Start of Supplied information

PR #876, opened 2015-09-23
Fixed behavior after click of on the target build selector

SlavaRa:
Click of on "target build selector" before fix:
bug_click_on_targetbuildselector

Click after fix:
fixes_click_ob_targetbuildselector


Gama11:
I think that behavior is intentional so you can use unlisted targets.

SlavaRa:
For this is the configuration file

elsassph:
This is intentional.

SlavaRa:
ok.

PR #898, opened 2015-10-06
Show more path if several same-named references exists

yar3333:
project


SlavaRa:
nice )

elsassph:
Nice, but could we just add 'library' to the tokens ignored (like 'src')? That is using the mechanism which already exists.

yar3333:
@elsassph: May be yes, how to do that ("library" is duplicated only in my projects - it is not a common practice; other developers can have other duplicated names)?

elsassph:
Well 'library' seen a fairly generic term, like 'src' so it would be also be worth not counting as a useful folder name.
Your solution is somehow smarter but it works only if you have two projects using 'library' as the last folder name.

yar3333:
Many "library" - it is a problem for me, one "library" - is not! :)))

Meychi:
This list can be managed from ProjectManager settings -> Filtered Directory Names. If you want to improve this, please modify the current logic in ClasspathNode.

Issue #851, opened 2015-09-02
Haxe completion error


kevinresol:
```
--macro:1: character 0 : Could not parse `snow.system.module.Module.set(\"Audio\",\"snow.core.web.audio.Audio\")`
--macro:1: character 0 : Invalid character '\'
```

Was using Luxe and got this error during completion. Probably related to https://github.com/fdorg/flashdevelop/commit/a739113e801536528515abdd395c4183715f84b9

ref: https://github.com/underscorediscovery/snow/blob/master/framework.flow#L185

elsassph:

End of Supplied information

» The problem
Retype the line containing "Was using Luxe" and each line after it through the end of the listing, exactly, leaving out everything else.

» Written response
Was using Luxe and got this error during completion. Probably related to https://github.com/fdorg/flashdevelop/commit/a739113e801536528515abdd395c4183715f84b9

ref: https://github.com/underscorediscovery/snow/blob/master/framework.flow#L185

elsassph:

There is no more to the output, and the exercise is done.